The reply should hold only the lines from the one with "martin-brennan, line 28: I" through the end of the data, each given exactly.
** DATA RECORDS follows **
PR #780, opened 2024-08-29
FEATURE: improve site setting search

SamSaffron:
This improves the site setting search so it performs a somewhat
fuzzy match.

Previously it did not handle seperators such as "space" and a
term such as "min_post_length" would not find "min_first_post_length"

A more liberal search algorithm makes it easier to the AI to
navigate settings.

### DIFF
--- a/spec/lib/modules/ai_bot/tools/search_settings_spec.rb
+++ b/spec/lib/modules/ai_bot/tools/search_settings_spec.rb
@@ -5,13 +5,28 @@ RSpec.describe DiscourseAi::AiBot::Tools::SearchSettings do
   let(:bot_user) { DiscourseAi::AiBot::EntryPoint.find_user_from_model(llm_model.name) }
   let(:llm) { DiscourseAi::Completions::Llm.proxy("custom:#{llm_model.id}") }
 
+  let(:fake_settings) do
+    [
+      { setting: "default_locale", description: "The default locale for the site", plugin: "core" },
+      { setting: "min_post_length", description: "The minimum length of a post", plugin: "core" },
+      {
+        setting: "ai_bot_enabled",
+        description: "Enable or disable the AI bot",
+        plugin: "discourse-ai",
+      },
+      { setting: "min_first_post_length", description: "First post length", plugin: "core" },
+    ]
+  end
+
   before do
     SiteSetting.ai_bot_enabled = true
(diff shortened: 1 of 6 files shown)


spec/lib/modules/ai_bot/tools/search_settings_spec.rb
```diff
@@ -5,13 +5,28 @@
...
   before do
     SiteSetting.ai_bot_enabled = true
     toggle_enabled_bots(bots: [llm_model])
   end
 
-  def search_settings(query)
-    described_class.new({ query: query }, bot_user: bot_user, llm: llm)
+  def search_settings(query, mock: true)
+    search = described_class.new({ query: query }, bot_user: bot_user, llm: llm)
+    search.all_settings = fake_settings if mock
```
martin-brennan, line 28: I think you need an `after` block to restore the original value of this, or reset it to nil so the memoization can kick in and re-initialize the settings in [search_settings.rb](https://github.com/discourse/discourse-ai/pull/780/files#diff-2f1ab10bdb1709b638c2b05ff7f7c0940fc62db89332de4c429b76570f294f90)

martin-brennan: Otherwise some test flakiness may occur

martin-brennan: An alternative approach is to do `DiscourseAi::AiBot::Tools::SearchSettings.any_instance.stubs(:site_settings).returns(mock)`, then that will automatically get cleaned up

martin-brennan: Or doing the above with `SiteSetting.all_settings` would avoid needing to add an `all_settings` method in that class entirely :)

martin-brennan (approved):
Approving with comments about stubbing all settings

spec/lib/modules/ai_bot/tools/search_settings_spec.rb
SamSaffron: no need, this is just defining an instance :) the instance and the override vanish after the test

martin-brennan: Oh wow duh :facepalm:

PR #787, opened 2024-08-30
FIX: coerce value before downcasing the hyde param

romanrizzi:
Fixes 
```
NoMethodError (undefined method `downcase' for nil)
```


SamSaffron:
Thanks 🙏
** End of DATA RECORDS **
> EXERCISE OUTPUT
martin-brennan, line 28: I think you need an `after` block to restore the original value of this, or reset it to nil so the memoization can kick in and re-initialize the settings in [search_settings.rb](https://github.com/discourse/discourse-ai/pull/780/files#diff-2f1ab10bdb1709b638c2b05ff7f7c0940fc62db89332de4c429b76570f294f90)

martin-brennan: Otherwise some test flakiness may occur

martin-brennan: An alternative approach is to do `DiscourseAi::AiBot::Tools::SearchSettings.any_instance.stubs(:site_settings).returns(mock)`, then that will automatically get cleaned up

martin-brennan: Or doing the above with `SiteSetting.all_settings` would avoid needing to add an `all_settings` method in that class entirely :)

martin-brennan (approved):
Approving with comments about stubbing all settings

spec/lib/modules/ai_bot/tools/search_settings_spec.rb
SamSaffron: no need, this is just defining an instance :) the instance and the override vanish after the test

martin-brennan: Oh wow duh :facepalm:

PR #787, opened 2024-08-30
FIX: coerce value before downcasing the hyde param

romanrizzi:
Fixes 
```
NoMethodError (undefined method `downcase' for nil)
```


SamSaffron:
Thanks 🙏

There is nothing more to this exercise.